Anyway when you do get stiltz make sure to read the instructions and get them adjusted to fit. I am 6'4" there is no way my leg straps will be comfortable for anyone under 6'. I also like to be leaning forward at all times. Some people like them level or tilted slightly to the back. Get them dialed and you will hardly notice you have them on.


----------



## Gough (Nov 24, 2010)

Gracobucks said:


> Make sure your allowed to have them on site before you buy them. I know in Ontario Canada they have been banned from job site for years. Never heard nothing about Manitoba, but haven't seen a pair on site for a couple of years now. Don't know what the safety laws are in the States.
> 
> Another common injury with them is broken wrists. Know a few tapers that were out for awhile because of them. Please be careful


The ban in Ontario was lifted some time ago.


We've had several pairs and have used the for years, I'll try to check the brands next time at at the shop.

Working on drops does take an extra layer of caution, as do stairs.


----------



## daArch (Mar 15, 2008)

Another option that will cut time and improve safety is the simple plank, or even baker staging with wheels


----------



## DiasDePlaya (Apr 9, 2015)

I have the only stilts that I can find here in Chile, they are Chinese, really no brand, and are excellent, I'm very happy with them. Is necessary to practice some before do real work, start at the lower level and increase the height as you feel comfortable. I use them in the harder setup, this way is easier to stay quiet but harder to walk.


----------



## [email protected] (Mar 1, 2008)

Your knee will thank you in the long run if you go to some thing like a perry scaffolding. Own two one of the smaller sets and one of the larger sets. We use them from carrying every thing in the job. The small one is nice for when thing are tight where the large one is go for higher area or open halls. For the 9 to 10 high I have add a extra plank to mine if I need to go higher than two steps. And climb it like a ladder. Don't like to do a lot at the 9+ off it.


----------



## Oden (Feb 8, 2012)

I can't remember the last time I used em. Popcorn ceilings-they were great for draping walls. With a lot of ceilings u know a whole floor. New construction.

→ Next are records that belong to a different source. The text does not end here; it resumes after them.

PR #755, opened 2021-03-15
EWPP-812: Add heading to timeline pattern.

22Alexandra:


oe_theme.theme
```diff
@@ -1361,6 +1361,9 @@ function oe_theme_preprocess_paragraph__oe_facts_figures(array &$variables): voi
  */
 function oe_theme_preprocess_paragraph__oe_timeline(array &$variables): void {
   $paragraph = $variables['paragraph'];
+  if (!$paragraph->get('field_oe_title')->isEmpty()) {
```
upchuk: Let's put a check here if the field exists in case oe theme is updated while oe_paragraphs doesn't yet get the field on a site.

upchuk (changes requested):

upchuk (changes requested):
Approving but blocking the merge for the full epic.

tests/Kernel/fixtures/rendering.yml
```diff
@@ -2215,6 +2216,7 @@
           body: "Lorem Ipsum 6"
   assertions:
     count:
+      'h2.ecl-u-type-heading-2': 1
```
sergepavle, line 2222: I think it would be nice in another test to check that we don't have this h2 in case the title is empty.

sergepavle (changes requested):

sergepavle (dismissed):

sergepavle (approved):

upchuk (approved):

PR #761, opened 2021-03-18
EWPP-832: Print description in highlight variant of list item pattern.

22Alexandra:


templates/patterns/list_item/pattern-list-item--variant-highlight.html.twig
```diff
@@ -11,6 +11,7 @@
       path: url,
       type: "standalone"
     },
-    image: image
+    image: image,
+    description: detail,
```
yenyasinn:
```suggestion
    description: detail|smart_trim(length),
```
There is `length` parameter in the interface of List item pattern - "Used to trim the length of the 'Detail' field (optional).". I think we should support it here also. If length is not provided full description is shown. 
See another variants of List item patterns.

tests/Kernel/fixtures/rendering.yml
```diff
@@ -1083,6 +1083,27 @@
       article.ecl-card div.ecl-card__body div.ecl-card__description: 0
     equals:
       article.ecl-card header.ecl-card__header h1.ecl-card__title .ecl-link: "Item title"
+- array:
```
yenyasinn, line 1077: If we support length variable I would suggest to add one more test to check trimming of description field.

22Alexandra: I updated the existing one. Doesn't make any difference if there are two tests checking for description.

yenyasinn (dismissed):

nagyad (dismissed):

nagyad (approved):

yenyasinn (approved):

PR #1069, opened 2022-03-24
EWPP-2069: External link icon for patterns rendering links.

22Alexandra:


oe_theme.theme
```diff
@@ -213,9 +213,11 @@ function oe_theme_theme_suggestions_paragraph_alter(array &$suggestions, array $
 function oe_theme_preprocess_paragraph__oe_links_block(array &$variables): void {
   // Massage data to be compliant with ECL links block component data structure.
   foreach (Element::children($variables['content']['field_oe_links']) as $index) {
+    $url = $variables['content']['field_oe_links'][$index]['#url'];
     $variables['links'][] = [
       'label' => $variables['content']['field_oe_links'][$index]['#title'],
-      'url' => $variables['content']['field_oe_links'][$index]['#url'],
+      'url' => $url,
+      'is_external' => ($url->isExternal() && !str_contains($url->getUri(), 'europa.eu')),
```
nagyad: europa.eu could be present in another section of the url as well, I think it's better to parse the url and check for the path, so we are sure that the domain is what we check against.

oe_theme.theme
```diff
@@ -213,9 +214,11 @@ function oe_theme_theme_suggestions_paragraph_alter(array &$suggestions, array $
 function oe_theme_preprocess_paragraph__oe_links_block(array &$variables): void {
   // Massage data to be compliant with ECL links block component data structure.
   foreach (Element::children($variables['content']['field_oe_links']) as $index) {
+    $url = $variables['content']['field_oe_links'][$index]['#url'];
     $variables['links'][] = [
       'label' => $variables['content']['field_oe_links'][$index]['#title'],
-      'url' => $variables['content']['field_oe_links'][$index]['#url'],
+      'url' => $url,
+      'is_external' => ($url->isExternal() && !strpos(UrlHelper::parse($url->toString())['path'], 'europa.eu')),
```
nagyad: Why are we using is_external and external_link names? Can't we define only one of these in the following components?

oe_theme.theme
```diff
@@ -1415,11 +1426,17 @@ function oe_theme_preprocess_pattern_link(array &$variables): void {
...
   if ($variables['url'] instanceof Url) {
     $attributes = (array) $variables['url']->getOption('attributes');
+    if (isset($attributes['class'])) {
+      $variables['classes'] = implode(' ', $attributes['class']);
+      unset($attributes['class']);
+    }
+    foreach ($attributes as $name => $value) {
+      $variables['extra_attributes'][] = [
+        'name' => $name,
+        'value' => $value,
```
nagyad, line 1438: We might need to check if we add string here and not other value, to have valid html.

templates/patterns/link/pattern-link.html.twig
```diff
@@ -4,4 +4,24 @@
...
+{% if external_link %}
+  {% set _link = _link|merge({
+    icon: {
+      'path': ecl_icon_path,
+      'name': 'external',
+      'size': 's',
+    }
+  }) %}
+{% endif %}
+{% apply spaceless %}
```
nagyad: Do we need this here?

templates/patterns/link_block/pattern-link-block.html.twig
```diff
@@ -14,6 +14,15 @@
       type: 'standalone'
     }
   } %}
+  {% if link.is_external %}
+    {% set _link = _link|merge({
+      'icon': {
+        'path': ecl_icon_path,
+        'name': "external",
+        'size': "xs"
```
nagyad, line 22: Why are we using xs here and s other places?

templates/patterns/list_item/pattern-list-item--variant-date.html.twig
```diff
@@ -54,13 +54,23 @@
...
+              path: url,
             }
-          } only %}
+          } %}
+          {% if external_link %}
+            {% set _link = _link|merge({
+              icon: {
+                'path': ecl_icon_path,
+                'name': 'external',
+                'size': 's',
```
nagyad: This should be xs and at the other variant too, personal opinion. Do as you see fit.
image

tests/src/Kernel/Paragraphs/MediaParagraphsTest.php
```diff
@@ -461,6 +461,7 @@ public function testBanner(): void {
     $this->assertEquals('Banner', trim($crawler->filter('div.ecl-hero-banner__content div.ecl-hero-banner__title')->text()));
     $this->assertEquals('Description', trim($crawler->filter('div.ecl-hero-banner__content p.ecl-hero-banner__description')->text()));
     $this->assertCount(1, $crawler->filter('div.ecl-hero-banner__content a.ecl-link.ecl-link--cta.ecl-link--icon.ecl-link--icon-after'));
+    $this->assertEquals('<use xlink:href="/themes/custom/oe_theme/dist/ec/images/icons/sprites/icons.svg#corner-arrow"></use>', $crawler->filter('svg.ecl-icon.ecl-icon--xs.ecl-link__icon')->html());
```
nagyad, line 464: According to https://european-union.europa.eu/index_en the icon should not be present, no?

tests/src/Kernel/Paragraphs/MediaParagraphsTest.php
```diff
@@ -476,6 +477,10 @@ public function testBanner(): void {
 
     // Variant - image / Modifier - hero_left / Full width - No.
     $paragraph->get('field_oe_banner_type')->setValue('hero_left');
+    $paragraph->set('field_oe_link', [
+      'uri' => 'https://example.com',
+      'title' => 'Example',
+    ]);
```
nagyad, line 483: After this we should assert the icon is not present.

tests/src/Kernel/fixtures/patterns/organisation_teaser_rendering.yml
```diff
@@ -63,3 +63,10 @@
       a.ecl-link[href="mailto:me@example.com"]: 1
     equals:
       a.ecl-link svg.ecl-icon: '<use xlink:href="/themes/custom/oe_theme/dist/ec/images/icons/sprites/icons.svg#external"></use>'
+- fields:
+    contact_page_url: "https://european-union.europa.eu/index_en"
+  assertions:
+    count:
+      a.ecl-link[href="https://european-union.europa.eu/index_en"]: 1
+    equals:
+      a.ecl-link svg.ecl-icon: '<use xlink:href="/themes/custom/oe_theme/dist/ec/images/icons/sprites/icons.svg#corner-arrow"></use>'
```
nagyad, line 72: europa.eu domains should be considered internal, right?

nagyad (changes requested):

oe_theme.theme
22Alexandra: Some patterns have a `url` field and an `items` field. The `items` field also contains a link so in this cases we need `external_link` field for the main url and `is_external` for each item.

templates/patterns/link_block/pattern-link-block.html.twig
22Alexandra: We can adapt to either `xs` or `s`. Whichever fits better. Let me know if you think `s` should be used here.

tests/src/Kernel/Paragraphs/MediaParagraphsTest.php
22Alexandra: I'm asserting the internal icon, no? Which was there before.

tests/src/Kernel/Paragraphs/MediaParagraphsTest.php
22Alexandra: In fact, the external icon should replace now the internal one after updating the link.

tests/src/Kernel/fixtures/patterns/organisation_teaser_rendering.yml
22Alexandra: And isn't that what I'm asserting, the internal icon?

oe_theme.theme
22Alexandra: Why? The attributes should be set by a text editor and they are valid, no?

templates/patterns/link/pattern-link.html.twig
22Alexandra: Well, we usually use `spaceless` in the majority of our templates, is it wrong to have it?

templates/patterns/list_item/pattern-list-item--variant-date.html.twig
22Alexandra: Could we leave the icon size to the consideration of the PO when testing? We can adapt if you think it's needed but i would rather let him decide after testing which icon size fits better for each case. What do you think?

tests/src/Kernel/Paragraphs/ParagraphsTest.php
```diff
@@ -552,20 +560,36 @@ public function testContextualNavigation(): void {
...
+    $actual = $link3->text();
+    $this->assertEquals('Internal link under eu domain', trim($actual));
+    $actual = $link3->attr('href');
+    $this->assertEquals('http://ec.europa.eu/info', trim($actual));
+
+    $link4 = $crawler->filter('nav.ecl-contextual-navigation ul.ecl-contextual-navigation__list a.ecl-contextual-navigation__link')->eq(3);
+    $actual = $link4->text();
+    $this->assertEquals('Internal link', trim($actual));
+    $actual = $link4->attr('href');
+    $this->assertEquals('/', trim($actual));
```
nagyad: Here let's check the icon cannot be found

nagyad (changes requested):

nagyad (dismissed):

nagyad (dismissed):

oe_theme.theme
```diff
@@ -128,6 +129,7 @@ function oe_theme_preprocess_menu__main(array &$variables): void {
       'label' => $item['title'],
       'href' => $item['url'],
       'is_current' => $item['in_active_trail'],
+      'external' => ($item['url']->isExternal() && !strpos(UrlHelper::parse($item['url']->toString())['path'], 'europa.eu')),
```
imanoleguskiza: We need to centralize this logic, if we need to update/increase the domains that we consider "internal" it will be quite hard to do. On top of this, sites might want to define themselves what constitutes an "external" link

imanoleguskiza (changes requested):

imanoleguskiza (approved):

oe_theme.theme
nagyad: Very good idea.

nagyad (approved):

PR #1084, opened 2022-04-19
[EWPP-2106] EWPP-2109: Theme Carousel paragraph.

22Alexandra:


templates/patterns/carousel/pattern-carousel.html.twig
```diff
@@ -0,0 +1,34 @@
...
+    link: _link,
+    image: item.image|default(''),
+    variant: item.variant|default('primary'),
+    centered: item.centered is defined and item.centered == false ? false : true,
+  }]) %}
+  {% set _link = {} %}
+{% endfor %}
+{% include '@ecl-twig/carousel' with {
+  'items': _items,
+  'counter_label': counter_label|default('of'),
```
sergepavle:
```suggestion
  'counter_label': counter_label|default('of'|t),
```

tests/src/Kernel/Paragraphs/MediaParagraphsTest.php
```diff
@@ -922,4 +927,152 @@ public function testIframe(): void {
...
+      ->setEnabled('media', 'image', TRUE);
+    // Make the image field translatable.
+    $field_config = $this->container->get('entity_type.manager')
+      ->getStorage('field_config')
+      ->load('media.image.oe_media_image');
+    $field_config->set('translatable', TRUE)->save();
+    $this->container->get('router.builder')->rebuild();
+
+    // Create English files.
+    $en_file_1 = file_save_data(file_get_contents(\Drupal::service('extension.list.theme')->getPath('oe_theme') . '/tests/fixtures/example_1.jpeg'), 'public://example_1_en.jpeg');
```
sergepavle, line 945: file_save_data() already deprecated function. Should be used Use \Drupal\file\FileRepositoryInterface::writeData(). True for other places.

tests/src/Kernel/fixtures/rendering.yml
```diff
@@ -3243,3 +3243,125 @@
     equals:
       'div.ecl-list-illustration__item:nth-child(1) svg.ecl-icon': '<use xlink:href="/themes/custom/oe_theme/dist/ec/images/icons/sprites/icons.svg#growth"></use>'
       'div.ecl-list-illustration__item:nth-child(2) svg.ecl-icon': '<use xlink:href="/themes/custom/oe_theme/dist/ec/images/icons/sprites/icons.svg#budget"></use>'
+- array:
```
sergepavle, line 3246: Why cannot use single tests with all these items?
Also looks like we didn't test the 'counter_label' option in the pattern.

tests/src/Kernel/Paragraphs/MediaParagraphsTest.php
22Alexandra: It doesn't work on lowest versions: https://drone.fpfis.eu/openeuropa/oe_theme/7246/33 (try locally)

tests/src/Kernel/fixtures/rendering.yml
22Alexandra: I'll merge 2 of the test array but we still need to keep 2 for testing the default value for the `counter_label` and `full_width`

sergepavle (approved):

imanoleguskiza (approved):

But repaints? Conventional cutting in? Eeeh I don't think so. Not worth it imo. And so they sit. Up there.

But walking on em s easy, no big deal. I guess you could fall. About as easy, or as hard as falling off of a ladder is, or a bycicle. For that matter. Yeh, think of it as riding a bike. Ur not gonna just fall. Something has to happen. Somebody else did something to cause ur crash if it happened. They are a pretty stable ride really.


----------



## [email protected] (Mar 1, 2008)

The only time I fell was when I was horsing around


----------